PR #505, opened 2021-11-09
PWA-1611: Adding the ability to report partial successes

pdohogne-magento:
PWA-1611: Adding the ability to report partial successes on batch operations in Negotiable Quote

## Problem
Some batch mutations in the Negotiable Quote module can have partial successes where some of the items succeed and some fail.  This needs to be reported in a usable way.

## Solution
Add a tri-state result status field to these operations with a `SUCCESS`, `FAILURE`, and `PARTIAL_SUCCESS` enum, and include an array result field that reports either a success or a typed failure for each item specified in the batch.

### DIFF
--- a/design-documents/graph-ql/coverage/b2b/negotiableQuotes.graphqls
+++ b/design-documents/graph-ql/coverage/b2b/negotiableQuotes.graphqls
@@ -77,6 +77,16 @@ type Mutation {
     # ): AddNegotiableQuoteFilesInput
 }
 
+interface NegotiableQuoteUidNonFatalResultInterface {
+    quote_uid: ID!
+}
+
+type NegotiableQuoteUidOperationSuccess implements NegotiableQuoteUidNonFatalResultInterface {
+}
+
+type NegotiableQuoteInvalidStateError implements ErrorInterface {
+}
+
 type AddNegotiableQuoteItemsOutput {
     quote: NegotiableQuote
     # TODO: We'll probably want to add the same
@@ -157,29 +167,18 @@ input DeleteNegotiableQuotesInput {
     quote_uids: [ID!]! @doc(description: "A List of UIDs obtained from negotiable quote types")
 }
 
-type NegotiableQuoteOperationSuccess {
+union DeleteNegotiableQuoteError = NegotiableQuoteInvalidStateError | NoSuchEntityUidError | InternalError
+
+type DeleteNegotiableQuoteOperationFailure {
     quote_uid: ID!
+    errors: [DeleteNegotiableQuoteError!]!
 }
 
-interface NegotiableQuoteOperationErrorInterface {
-    quote_uid: ID!
-    message: String
-}
-
-type NegotiableQuoteInvalidStateError implements NegotiableQuoteOperationErrorInterface {
-}
-
-type NegotiableQuoteNotFoundError implements NegotiableQuoteOperationErrorInterface {
-}
-
-type NegotiableQuoteUndefinedError implements NegotiableQuoteOperationErrorInterface {
-}
-
-union NegotiableQuoteOperationResult = NegotiableQuoteOperationSuccess | NegotiableQuoteOperationErrorInterface
+union DeleteNegotiableQuoteOperationResult = NegotiableQuoteUidOperationSuccess | DeleteNegotiableQuoteOperationFailure
 
 type DeleteNegotiableQuotesOutput {
-    result_status: MutationResultStatus!
-    operation_results: [NegotiableQuoteOperationResult!]!
+    result_status: BatchMutationStatus!
+    operation_results: [DeleteNegotiableQuoteOperationResult!]!
     # Implementation Note: We don't make the deleted quotes accessible
     # because "deleted" means they're hidden from the storefront UI. They will
     # still be visible (and labeled as deleted) for a Seller in the admin
@@ -195,9 +194,18 @@ input CloseNegotiableQuotesInput {
     quote_uids: [ID!]! @doc(description: "A List of IDs from negotiable quote objects")
 }
 
+union CloseNegotiableQuoteError = NegotiableQuoteInvalidStateError | NoSuchEntityUidError | InternalError
+
+type CloseNegotiableQuoteOperationFailure {
+    quote_uid: ID!
+    errors: [CloseNegotiableQuoteError!]!
+}
+
+union CloseNegotiableQuoteOperationResult = NegotiableQuoteUidOperationSuccess | CloseNegotiableQuoteOperationFailure
+
 type CloseNegotiableQuotesOutput {
-    result_status: MutationResultStatus!
-    operation_results: [NegotiableQuoteOperationResult!]!
+    result_status: BatchMutationStatus!
+    operation_results: [CloseNegotiableQuoteOperationResult!]!
     closed_quotes: [NegotiableQuote!] @doc(description: "An array containing the negotiable quotes that were just closed") @deprecated(reason: "Replaced with operation_results")
     #optionally display all negotiable quotes
     negotiable_quotes(
@@ -450,26 +458,7 @@ type RequestNegotiableQuoteOutput {
     quote: NegotiableQuote
 }
 
-type NegotiableQuoteItemOperationSuccess {
-    quote_item_uid: ID!
-}
-
-interface NegotiableQuoteItemOperationErrorInterface {
-    quote_item_uid: ID!
-    message: String
-}
-
-type NegotiableQuoteItemNotFoundError implements NegotiableQuoteItemOperationErrorInterface {
-}
-
-type NegotiableQuoteItemUndefinedError implements NegotiableQuoteItemOperationErrorInterface {
-}
-
-union NegotiableQuoteItemOperationResult = NegotiableQuoteItemOperationSuccess | NegotiableQuoteItemOperationErrorInterface
-
 type RemoveNegotiableQuoteItemsOutput {
-    result_status: MutationResultStatus!
-    operation_results: [NegotiableQuoteItemOperationResult!]!
     quote: NegotiableQuote
 }
 
--- a/design-documents/graph-ql/coverage/b2b/negotiableQuotes.graphqls
+++ b/design-documents/graph-ql/coverage/b2b/negotiableQuotes.graphqls
@@ -178,7 +178,7 @@ type NegotiableQuoteUndefinedError implements NegotiableQuoteOperationErrorInter
 union NegotiableQuoteOperationResult = NegotiableQuoteOperationSuccess | NegotiableQuoteOperationErrorInterface
 
 type DeleteNegotiableQuotesOutput {
-    result_status: TriStateMutationResultStatus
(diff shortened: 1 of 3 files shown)


design-documents/graph-ql/coverage/b2b/negotiableQuotes.graphqls
```diff
@@ -174,12 +196,9 @@ input CloseNegotiableQuotesInput {
...
 type CloseNegotiableQuotesOutput {
-    closed_quotes(
-        filter: NegotiableQuoteFilterInput,
-        pageSize: Int = 20,
-        currentPage: Int = 1
-        sort: NegotiableQuoteSortInput
-    ): NegotiableQuotesOutput @doc(description: "Quotes that were just closed")
+    result_status: TriStateMutationResultStatus
+    operation_results: [NegotiableQuoteOperationResult!]!
+    closed_quotes: [NegotiableQuote!] @doc(description: "An array containing the negotiable quotes that were just closed") @deprecated(reason: "Replaced with operation_results")
```
pdohogne-magento, line 201: `closed_quotes: [NegotiableQuote!]` is the actual schema in source (which didn't get updated here), and it should now be deprecated in favor of the new `operation_results` field.

pdohogne-magento:
Here's the article where this strategy for handling error results came from explaining why it's a helpful approach: https://blog.logrocket.com/handling-graphql-errors-like-a-champ-with-unions-and-interfaces/

design-documents/graph-ql/coverage/b2b/negotiableQuotes.graphqls
```diff
@@ -174,12 +196,9 @@ input CloseNegotiableQuotesInput {
 }
 
 type CloseNegotiableQuotesOutput {
-    closed_quotes(
-        filter: NegotiableQuoteFilterInput,
-        pageSize: Int = 20,
-        currentPage: Int = 1
-        sort: NegotiableQuoteSortInput
-    ): NegotiableQuotesOutput @doc(description: "Quotes that were just closed")
+    result_status: TriStateMutationResultStatus!
```
keharper, line 199: Is TriState futureproof? Could an UNKNOWN or other status be added down the road? Maybe rename to something like NegotiableQuoteMutationResultStatus?

amolina-magento: I second this.

design-documents/graph-ql/coverage/b2b/negotiableQuotes.graphqls
```diff
@@ -157,7 +157,29 @@ input DeleteNegotiableQuotesInput {
...
+}
+
+type NegotiableQuoteUndefinedError implements NegotiableQuoteOperationErrorInterface {
+}
+
+union NegotiableQuoteOperationResult = NegotiableQuoteOperationSuccess | NegotiableQuoteOperationErrorInterface
+
 type DeleteNegotiableQuotesOutput {
+    result_status: TriStateMutationResultStatus!
+    operation_results: [NegotiableQuoteOperationResult!]!
```
amolina-magento, line 182: Just to be clear, if the result_status is a SUCCESS, then we don't really need to concern ourselves with the individual operation_results. Is that right?

design-documents/graph-ql/coverage/b2b/negotiableQuotes.graphqls
pdohogne-magento: The idea was to have a shared enum that could be reused elsewhere outside this module for results that could have partial successes, rather than trying to shoehorn everything into a boolean success status.  I could see maybe adding an "unknown" status, but I can't think of any cases where it would be used; if something happens that a result isn't known, isn't that a failure?

This is meant to be used as a top-level flag for whether or not results need to be investigated.  I don't see a case where we'd want more specific details to be included in this enum; anything that needs more precise information should use a module-specific field.  For NegotiableQuote, that means the `operation_results` field.

design-documents/graph-ql/coverage/b2b/negotiableQuotes.graphqls
pdohogne-magento: Correct

pdohogne-magento: Thoughts on renaming this field to `quote_operation_results`?

design-documents/graph-ql/coverage/b2b/negotiableQuotes.graphqls
amolina-magento: I do like the idea of a shared enum that can be used outside of this module. However, I'm still not a fan of `TriState`. Why not just `MutationResultStatus`?

design-documents/graph-ql/coverage/b2b/negotiableQuotes.graphqls
amolina-magento: Hmm, I think I prefer leaving it as `operation_results`.

design-documents/graph-ql/coverage/b2b/negotiableQuotes.graphqls
pdohogne-magento: Yeah I'm not a huge fan of `TriState` either, I was just trying to come up with something that was an accurate descriptor of its intended use case.  I wish we could replace all usages of Boolean status results with a shared enum like this (which would make me more comfortable with the `MutationResultStatus` name), but alas we cannot.  I do think that's at least better than TriState.

amolina-magento: Even if we can't replace all usages, I still think this is an appropriate name for it. Curious what others, namely @cpartica thinks.

design-documents/graph-ql/coverage/b2b/negotiableQuotes.graphqls
jimbo: Looks like you're proposing a single array containing a mixture of successes and errors. We had discussed having two lists, separated into successes and errors, but one list will work as well. It would be nice if `NegotiableQuoteOperationResult` included a status as well. As proposed, we'd have to use `message` as a heuristic, right?

```jsx
const elements = []

for (const result of data.operation_results) {
  const { quote_uid: id, message } = result
  const hasError = message != null // heuristic

  // ...
}
```

pdohogne-magento: The idea behind the Union type is that you can filter on the type of the result; it will either be an instance of `NegotiableQuoteOperationSuccess` or `NegotiableQuoteOperationFailureInterface`.  See the article I posted previously talking about this strategy: https://github.com/magento/architecture/pull/505#issuecomment-964570720

pdohogne-magento: Yeah we talked about having the separate lists, but after you dropped off we continued and decided the unified list made more sense and should be just as easy to work with.

design-documents/graph-ql/coverage/b2b/negotiableQuotes.graphqls
cspruiell: I prefer `MutationResultStatus` also

aniham (commented):
can't approve or request changes because i don't know enough :) - but makes sense and naming/hierarchy looks reasonable to me

keharper (approved):

aniham (commented):
viewed ✅

eug123 (approved):

abrhim (dismissed):

design-documents/graph-ql/directives.graphqls
```diff
@@ -37,3 +37,9 @@ directive @typeResolver(class: String="") on UNION
     | OBJECT
 
 directive @cache(cacheIdentity: String="" cacheable: Boolean=true) on QUERY
+
+enum MutationResultStatus {
+    SUCCESS
+    FAILURE
+    PARTIAL_SUCCESS
```
cpartica, line 44: other words we can use: recoverable failure/error, 
if PARTIAL_SUCCESS then can we have a total success, total failure?
there's a REST & HTTP counterpart for this: 202: Accepted, 207 Multi-Status

there are IEEE papers on this : https://ieeexplore.ieee.org/document/5216347

design-documents/graph-ql/coverage/b2b/negotiableQuotes.graphqls
cpartica: ok, it seems that it's the desired approach as verbally discussed to go further, so consider this comment as a sign off

cpartica (approved):

design-documents/graph-ql/directives.graphqls
pdohogne-magento: Multi-Status instead of Partial success?

design-documents/graph-ql/coverage/b2b/negotiableQuotes.graphqls
```diff
@@ -157,7 +157,29 @@ input DeleteNegotiableQuotesInput {
...
+type NegotiableQuoteInvalidStateError implements NegotiableQuoteOperationErrorInterface {
+}
+
+type NegotiableQuoteNotFoundError implements NegotiableQuoteOperationErrorInterface {
+}
+
+type NegotiableQuoteUndefinedError implements NegotiableQuoteOperationErrorInterface {
+}
+
+union NegotiableQuoteOperationResult = NegotiableQuoteOperationSuccess | NegotiableQuoteOperationErrorInterface
```
pdohogne-magento, line 178: This will not work, you cannot have a union type include an interface.  You can still union on all the concrete types and filter on the shared interface in the query though, so the effect is the same.

```suggestion
union NegotiableQuoteOperationResult = NegotiableQuoteOperationSuccess | NegotiableQuoteInvalidStateError | NegotiableQuoteNotFoundError | NegotiableQuoteUndefinedError
```

design-documents/graph-ql/coverage/b2b/negotiableQuotes.graphqls
```diff
@@ -431,7 +450,26 @@ type RequestNegotiableQuoteOutput {
...
+    message: String
+}
+
+type NegotiableQuoteItemNotFoundError implements NegotiableQuoteItemOperationErrorInterface {
+}
+
+type NegotiableQuoteItemUndefinedError implements NegotiableQuoteItemOperationErrorInterface {
+}
+
+union NegotiableQuoteItemOperationResult = NegotiableQuoteItemOperationSuccess | NegotiableQuoteItemOperationErrorInterface
```
pdohogne-magento, line 468:
```suggestion
union NegotiableQuoteItemOperationResult = NegotiableQuoteItemOperationSuccess | NegotiableQuoteItemNotFoundError | NegotiableQuoteItemUndefinedError
```

aniham (commented):
viewed

eug123 (approved):

cspruiell (approved):

abrhim (commented):
makes relative sense to me. marking this as viewed.

keharper:
Re-approved

PR #510, opened 2022-07-25
Updated purchase order graphql schema

sivaschenko:
Updated purchase order graphql schema 

- Split into separate purchase-order and purchase-order-rule schemas per module
 - Added created_at and updated_at fileds to PurchaseOrder
 - Added addPurchaseOrderItemsToCart mutation:q

### DIFF
--- a/design-documents/graph-ql/coverage/b2b/purchase-order-rule.graphqls
+++ b/design-documents/graph-ql/coverage/b2b/purchase-order-rule.graphqls
@@ -7,15 +7,21 @@ type Mutation {
 type CreatePurchaseOrderApprovalRuleOutput {
     approval_rule: PurchaseOrderApprovalRule @doc(description: "Created purchase order approval rule")
     approval_rules(currentPage: Int = 1, pageSize: Int = 20): PurchaseOrderApprovalRules @doc(description: "A list of purchase order approval rules visible to the customer")
+    status: Boolean! @doc(description: "Indicates whether the operation was successful.")
+    errors: [String] @doc(description: "An array of error messages encountered while performing the operation.")
 }
 
 type UpdatePurchaseOrderApprovalRuleOutput {
     approval_rule: PurchaseOrderApprovalRule @doc(description: "Updated purchase order approval rule")
     approval_rules(currentPage: Int = 1, pageSize: Int = 20): PurchaseOrderApprovalRules @doc(description: "A list of purchase order approval rules visible to the customer")
+    status: Boolean! @doc(description: "Indicates whether the operation was successful.")
+    errors: [String] @doc(description: "An array of error messages encountered while performing the operation.")
 }
 
 type DeletePurchaseOrderApprovalRuleOutput {
     approval_rules(currentPage: Int = 1, pageSize: Int = 20): PurchaseOrderApprovalRules @doc(description: "A list of purchase order approval rules visible to the customer")
+    status: Boolean! @doc(description: "Indicates whether the operation was successful.")
+    errors: [String] @doc(description: "An array of error messages encountered while performing the operation.")
 }
 
 input CreatePurchaseOrderApprovalRuleInput {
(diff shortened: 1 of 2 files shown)


cpartica (changes requested):
- we need to extract approval_flow from Purchase order object and add it to `purchase-order-rule.graphqls` (line 115)
- do we need a `StoreConfig` Setting as well? How does the PWA know how to render "Place purchase Order" button in cart? I even wonder if we should keep PO enabled in the customer - because even if it's customer specific - PWA will still read settings from StoreConfig - and the value in the Storeconfig can be customer specific - but we don't have to give PWA a custom place to look for settings - it just adds additional complexity to the frontend logic
- when placing the purchase order, we might need a purchase order id or a full object as a result of the placeOrder mutation or a mutation similar to `placeNegotiableQuoteOrder` that has a  `PlaceNegotiableQuoteOrderOutput` - note that `Order` ids are different than `purchaseOrder` Ids
- we also need to think about available payment methods for purchase orders - I don't think we can grab those (both online and offline) - note that we do have to know which ones are online or offline - because there's a message to be displayed for online ones in the cart that payment will be collected later when PO is approved
- can we show/hide the tabs on the approval page using the proposed schema? how?
- we should find a way for PurchaseOrder to be concrete impl. of an OrderInterface just like Negotiable Quote is a concrete impl. of a Quote (a cart object) - that way by placing an order - a client can request concrete info of a Purchase Order by knowing that the result is a purchase order with results from the server and just using inline fragments -

sivaschenko:
Thanks for review @cpartica !

Updates and comments:

- approval_flow was extracted from Purchase order object and added to purchase-order-rule.graphqls
- Added purchase_orders_enabled field is present as part of the Customer type

Questions:

- Do we need to add an is_purchase_order field to the quote to identify which title should be displayed?
- Do we need to add is_online field to the quote?
- Do we need to add placePurchaseOrder mutation (and corresponding setPurchaseOrderPaymentMethod, setPurchaseOrderShippingMethod, etc)?
- Are payment method for purchase orders and regular orders different?
- I would consider adding my_purchase_orders, company_purchase_orders and to_approve_purchase_order filed to the Customer type (corresponding tabs should not be displayed in case of empty return for this fields)

sivaschenko:
- Sort Order field determine the position of this item in the list of payment methods that is displayed during checkout.
This is relative to the other payment methods. (0 = first, 1 = second, 2 = third, and so on.) Is the current schema able to afford for this?
 
- If an item in a purchase order is out of stock, or has insufficient quantity available, when the purchase order is converted into an actual order, an error occurs. If backorders are enabled, the order is processed normally.
 
- If they have items in their shopping cart when they click the Add Items to Shopping Cart link, the system displays a dialog. This dialog allows them to choose between merging the cart items with the new items or replacing the items in the shopping cart with the items in the PO.
 

- Tabs 
Company Purchase Orders: POs made by subordinate users within the company (depends on company structure and roles).
Requires My Approval tab: (Visible for designated approvers BASED on company structure (is manager of PO creator) or role (isBuyerAdmin)) POs that are waiting for the customer’s approval. The counter shows how many orders are awaiting approval.

- Bulk actions on POs: Approve Selected POs, Approve Rejected POs (no bulk actions for PO Approval Rules)

sivaschenko:
- The sequence of payment methods should be handled by Quote module: sorted array of available_payment_methods field of Cart type.
- PlaceOrder mutation defined in the Quote module does not have the errors field. However, changing the behaviour of placeOrder mutation is a risky backward incompatible change. I would avoid modifying it. Backorders will be handled by implementation.
- The dialog should be handled by retrieving shopping cart items and items from the purchase order. Depending on user selection the required items will be added to the shopping card using the QuoteGraphQL API.
- I would consider adding my_purchase_orders, company_purchase_orders and to_approve_purchase_order filed to the Customer type @cpartica what do you think about it?
- Bulk actions for approve and reject operation have been added to the schema

sivaschenko:
- type PurchaseOrder implements OrderInterface
- type PlaceOrderOutput {orderV2: OrderInteface!     errors: [PlaceOrderOutputError!]!}
- Quote -> Purchase Order - existing placeOrder mutation from Quote schema, Purchase Order -> Order - add new placePurchaseOrder mutation with a new input, reuse the output
- input AddPurchaseOrderItemsToCartInput {
    purchase_order_uid: ID!
    cart_id: String! @doc(description: "The ID to assign to the cart.")
    replace_existing_cart_items: Boolean!
}
- Add company_purchase_orders, require_my_approval fields to PurchaseOrdersFilterInput
- type AvailablePaymentMethod {is_online }
- type StoreConfig { purchaseorder_enabled: Boolean! } - possibly add to Comany type as well - check how it is used on frontend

────────────────

# [AIM OF THE EXERCISE]
Each line of the entries where the string "shortened" occurs should be shown.

# [OUTPUT]
(diff shortened: 1 of 3 files shown)
(diff shortened: 1 of 2 files shown)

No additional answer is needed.